> [The records]
────
PR #268, opened 2023-03-08
fix: ProblemEditor useEffect at beginning of component; message for block failed to load. TNL-10507

kenclary:
fix: ProblemEditor useEffect at beginning of component; message for block failed to load. TNL-10507

### DIFF
--- a/src/editors/containers/ProblemEditor/index.jsx
+++ b/src/editors/containers/ProblemEditor/index.jsx
@@ -2,22 +2,30 @@ import React from 'react';
 import { connect } from 'react-redux';
 import PropTypes from 'prop-types';
 import { Spinner } from '@edx/paragon';
-import { injectIntl } from '@edx/frontend-platform/i18n';
+import { injectIntl, FormattedMessage } from '@edx/frontend-platform/i18n';
 import SelectTypeModal from './components/SelectTypeModal';
 import EditProblemView from './components/EditProblemView';
 import { selectors, thunkActions } from '../../data/redux';
 import { RequestKeys } from '../../data/constants/requests';
+import messages from './messages';
 
 export const ProblemEditor = ({
   onClose,
   // Redux
   problemType,
   blockFinished,
+  blockFailed,
   studioViewFinished,
   blockValue,
   initializeProblemEditor,
   assetsFinished,
 }) => {
+  React.useEffect(() => {
+    if (blockFinished && studioViewFinished && assetsFinished && !blockFailed) {
+      initializeProblemEditor(blockValue);
+    }
+  }, [blockFinished, studioViewFinished, assetsFinished, blockFailed]);
+
   if (!blockFinished || !studioViewFinished || !assetsFinished) {
     return (
       <div className="text-center p-6">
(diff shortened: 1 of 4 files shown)


src/editors/containers/ProblemEditor/index.jsx
```diff
@@ -2,22 +2,26 @@ import React from 'react';
...
   // Redux
   problemType,
   blockFinished,
+  blockFailed,
   studioViewFinished,
   blockValue,
   initializeProblemEditor,
   assetsFinished,
 }) => {
+  React.useEffect(() => initializeProblemEditor(blockValue), []);
```
jesperhodge, line 23: Now that I am paying attention to the specifics: I think the reason that the useEffect was put after the return statement is to not call the `initializeProblemEditor` method unless block, studioview, and assets finished. The comment says "once data is loaded, init store". It was just the wrong approach. How to call the `initializeProblemEditor` method  conditionally is to add the condition to the callback method inside of the useEffect. However, for the hook to register that the booleans have changed, you also need to put them into the dependency array.

jesperhodge (changes requested):
See my comment; also, there are tests for the new functionality missing which is why the pipeline fails.

src/editors/containers/ProblemEditor/index.jsx
```diff
@@ -29,9 +37,14 @@ export const ProblemEditor = ({
       </div>
     );
   }
-  // once data is loaded, init store
-  React.useEffect(() => initializeProblemEditor(blockValue), []);
-  // TODO: INTL MSG, Add LOAD FAILED ERROR using BLOCKFAILED
+
+  if (blockFailed) {
+    return (
+      <div className="text-center p-6">
```
jesperhodge, line 43: Should we use a Toast like in the TextEditor, just for consistency?

src/editors/containers/ProblemEditor/index.jsx
```diff
@@ -2,22 +2,30 @@ import React from 'react';
...
   // Redux
   problemType,
   blockFinished,
+  blockFailed,
   studioViewFinished,
   blockValue,
   initializeProblemEditor,
   assetsFinished,
 }) => {
+  React.useEffect(() => {
```
jesperhodge, line 23: `initializeProblemEditor` seems to be a line that is not covered by tests - probably this is what codecov is complaining about? Up to now we usually have useEffects and such in the hooks file and then tested by mocking out effects and such. That could be a solution here if you don't want to use new tooling.

I'm just trying to suggest anything that could fix the code coverage problem, but go ahead and fix that in any way you see fit, I don't have any preference.
- Wile the place where this useEffect logic is right now is not consistent with the rest of the application, that is not due to you and not something we need to fix now.

kenclary: isn't "test `initializeProblemEditor`" the whole point of the (currently excluded) first bullet in the ticket?

jesperhodge (approved):
The comments I left earlier are just for the pipeline and such, so this is approved from my side, just needs the pipeline figured out and so on.

PR #272, opened 2023-03-10
feat: correct answer feedback widget

rayzhou-bit:
OLX for numeric input problem type only accepts one feedback for correct answers. This PR makes changes to the problem editor to follow this behavior by making these changes for the Numeric Input problem type:

- Creating a Correct Answer Feedback widget in the widget settings
- Ensuring OLX → react state parses correctly
- Ensuring react state → OLX parses correctly
- Removing inline selected feedback and general feedback widget

Feedback functionality for Numeric Input problem type is detailed in RTDocs: https://edx.readthedocs.io/projects/edx-partner-course-staff/en/latest/exercises_tools/numerical_input.html#adding-feedback-to-a-numerical-input-problem

https://2u-internal.atlassian.net/browse/TNL-10524

### DIFF
--- a/src/editors/containers/ProblemEditor/data/OLXParser.js
+++ b/src/editors/containers/ProblemEditor/data/OLXParser.js
@@ -226,7 +226,6 @@ export class OLXParser {
 
   parseNumericResponse() {
     const { numericalresponse } = this.problem;
-    let answerFeedback = '';
     const answers = [];
     let responseParam = {};
     // TODO: UI needs to be added to support adding tolerence in numeric response.
@@ -242,7 +241,6 @@ export class OLXParser {
       id: indexToLetterMap[answers.length],
       title: numericalresponse['@_answer'],
       correct: true,
-      selectedFeedback: feedback,
       ...responseParam,
     });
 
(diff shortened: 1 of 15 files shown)


src/editors/containers/ProblemEditor/data/OLXParser.js
```diff
@@ -242,32 +241,27 @@ export class OLXParser {
...
-      answerFeedback = this.getFeedback(additionalAnswer);
       answers.push({
         id: indexToLetterMap[answers.length],
         title: additionalAnswer['@_answer'],
         correct: true,
-        selectedFeedback: answerFeedback,
       });
     }
-    return { answers };
+    return { answers, correctAnswerFeedback: feedback };
```
KristinAoki, line 264: Is the feedback supposed to be applied to all the correct answers?

KristinAoki (commented):
The functionality looks good to me. When I added the correct feedback it was only applied to the first correct answer, not all of them.

KristinAoki:
I read on your [feedback matrix](https://docs.google.com/spreadsheets/d/1NM3dYct3EBU40Juk4mrw5lRO9_sXpzLzy491OPw_PeA/edit#gid=0) and noticed that it said that numeric inputs can only have one feedback is allowed regardless of the number of answers. However when I looked at the linked RTD it says:

> If you define multiple correct responses, you can define feedback for each response.

Wouldn't this mean that inline feedback should be allowed?

rayzhou-bit:
@KristinAoki Thank you for catching this. When I was testing around with the OLX on stage, I thought I only saw one feedback for numeric. However, I just tried again and it does accept different feedback for different answers.

PR #273, opened 2023-03-13
feat: remove general and group feedback

rayzhou-bit:
To match how the OLX currently works, this PR removes general feedback and group feedback for problem types except for multi-select.

https://2u-internal.atlassian.net/browse/TNL-10523


KristinAoki (approved):
If we are not using the `GeneralFeedback` widget, do we want to delete the files? Or are we keeping them for possible future work?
────
> [What is being asked]
Retype the material in full, character for character.

> [Exercise response]
PR #268, opened 2023-03-08
fix: ProblemEditor useEffect at beginning of component; message for block failed to load. TNL-10507

kenclary:
fix: ProblemEditor useEffect at beginning of component; message for block failed to load. TNL-10507

### DIFF
--- a/src/editors/containers/ProblemEditor/index.jsx
+++ b/src/editors/containers/ProblemEditor/index.jsx
@@ -2,22 +2,30 @@ import React from 'react';
 import { connect } from 'react-redux';
 import PropTypes from 'prop-types';
 import { Spinner } from '@edx/paragon';
-import { injectIntl } from '@edx/frontend-platform/i18n';
+import { injectIntl, FormattedMessage } from '@edx/frontend-platform/i18n';
 import SelectTypeModal from './components/SelectTypeModal';
 import EditProblemView from './components/EditProblemView';
 import { selectors, thunkActions } from '../../data/redux';
 import { RequestKeys } from '../../data/constants/requests';
+import messages from './messages';
 
 export const ProblemEditor = ({
   onClose,
   // Redux
   problemType,
   blockFinished,
+  blockFailed,
   studioViewFinished,
   blockValue,
   initializeProblemEditor,
   assetsFinished,
 }) => {
+  React.useEffect(() => {
+    if (blockFinished && studioViewFinished && assetsFinished && !blockFailed) {
+      initializeProblemEditor(blockValue);
+    }
+  }, [blockFinished, studioViewFinished, assetsFinished, blockFailed]);
+
   if (!blockFinished || !studioViewFinished || !assetsFinished) {
     return (
       <div className="text-center p-6">
(diff shortened: 1 of 4 files shown)


src/editors/containers/ProblemEditor/index.jsx
```diff
@@ -2,22 +2,26 @@ import React from 'react';
...
   // Redux
   problemType,
   blockFinished,
+  blockFailed,
   studioViewFinished,
   blockValue,
   initializeProblemEditor,
   assetsFinished,
 }) => {
+  React.useEffect(() => initializeProblemEditor(blockValue), []);
```
jesperhodge, line 23: Now that I am paying attention to the specifics: I think the reason that the useEffect was put after the return statement is to not call the `initializeProblemEditor` method unless block, studioview, and assets finished. The comment says "once data is loaded, init store". It was just the wrong approach. How to call the `initializeProblemEditor` method  conditionally is to add the condition to the callback method inside of the useEffect. However, for the hook to register that the booleans have changed, you also need to put them into the dependency array.

jesperhodge (changes requested):
See my comment; also, there are tests for the new functionality missing which is why the pipeline fails.

src/editors/containers/ProblemEditor/index.jsx
```diff
@@ -29,9 +37,14 @@ export const ProblemEditor = ({
       </div>
     );
   }
-  // once data is loaded, init store
-  React.useEffect(() => initializeProblemEditor(blockValue), []);
-  // TODO: INTL MSG, Add LOAD FAILED ERROR using BLOCKFAILED
+
+  if (blockFailed) {
+    return (
+      <div className="text-center p-6">
```
jesperhodge, line 43: Should we use a Toast like in the TextEditor, just for consistency?

src/editors/containers/ProblemEditor/index.jsx
```diff
@@ -2,22 +2,30 @@ import React from 'react';
...
   // Redux
   problemType,
   blockFinished,
+  blockFailed,
   studioViewFinished,
   blockValue,
   initializeProblemEditor,
   assetsFinished,
 }) => {
+  React.useEffect(() => {
```
jesperhodge, line 23: `initializeProblemEditor` seems to be a line that is not covered by tests - probably this is what codecov is complaining about? Up to now we usually have useEffects and such in the hooks file and then tested by mocking out effects and such. That could be a solution here if you don't want to use new tooling.

I'm just trying to suggest anything that could fix the code coverage problem, but go ahead and fix that in any way you see fit, I don't have any preference.
- Wile the place where this useEffect logic is right now is not consistent with the rest of the application, that is not due to you and not something we need to fix now.

kenclary: isn't "test `initializeProblemEditor`" the whole point of the (currently excluded) first bullet in the ticket?

jesperhodge (approved):
The comments I left earlier are just for the pipeline and such, so this is approved from my side, just needs the pipeline figured out and so on.

PR #272, opened 2023-03-10
feat: correct answer feedback widget

rayzhou-bit:
OLX for numeric input problem type only accepts one feedback for correct answers. This PR makes changes to the problem editor to follow this behavior by making these changes for the Numeric Input problem type:

- Creating a Correct Answer Feedback widget in the widget settings
- Ensuring OLX → react state parses correctly
- Ensuring react state → OLX parses correctly
- Removing inline selected feedback and general feedback widget

Feedback functionality for Numeric Input problem type is detailed in RTDocs: https://edx.readthedocs.io/projects/edx-partner-course-staff/en/latest/exercises_tools/numerical_input.html#adding-feedback-to-a-numerical-input-problem

https://2u-internal.atlassian.net/browse/TNL-10524

### DIFF
--- a/src/editors/containers/ProblemEditor/data/OLXParser.js
+++ b/src/editors/containers/ProblemEditor/data/OLXParser.js
@@ -226,7 +226,6 @@ export class OLXParser {
 
   parseNumericResponse() {
     const { numericalresponse } = this.problem;
-    let answerFeedback = '';
     const answers = [];
     let responseParam = {};
     // TODO: UI needs to be added to support adding tolerence in numeric response.
@@ -242,7 +241,6 @@ export class OLXParser {
       id: indexToLetterMap[answers.length],
       title: numericalresponse['@_answer'],
       correct: true,
-      selectedFeedback: feedback,
       ...responseParam,
     });
 
(diff shortened: 1 of 15 files shown)


src/editors/containers/ProblemEditor/data/OLXParser.js
```diff
@@ -242,32 +241,27 @@ export class OLXParser {
...
-      answerFeedback = this.getFeedback(additionalAnswer);
       answers.push({
         id: indexToLetterMap[answers.length],
         title: additionalAnswer['@_answer'],
         correct: true,
-        selectedFeedback: answerFeedback,
       });
     }
-    return { answers };
+    return { answers, correctAnswerFeedback: feedback };
```
KristinAoki, line 264: Is the feedback supposed to be applied to all the correct answers?

KristinAoki (commented):
The functionality looks good to me. When I added the correct feedback it was only applied to the first correct answer, not all of them.

KristinAoki:
I read on your [feedback matrix](https://docs.google.com/spreadsheets/d/1NM3dYct3EBU40Juk4mrw5lRO9_sXpzLzy491OPw_PeA/edit#gid=0) and noticed that it said that numeric inputs can only have one feedback is allowed regardless of the number of answers. However when I looked at the linked RTD it says:

> If you define multiple correct responses, you can define feedback for each response.

Wouldn't this mean that inline feedback should be allowed?

rayzhou-bit:
@KristinAoki Thank you for catching this. When I was testing around with the OLX on stage, I thought I only saw one feedback for numeric. However, I just tried again and it does accept different feedback for different answers.

PR #273, opened 2023-03-13
feat: remove general and group feedback

rayzhou-bit:
To match how the OLX currently works, this PR removes general feedback and group feedback for problem types except for multi-select.

https://2u-internal.atlassian.net/browse/TNL-10523


KristinAoki (approved):
If we are not using the `GeneralFeedback` widget, do we want to delete the files? Or are we keeping them for possible future work?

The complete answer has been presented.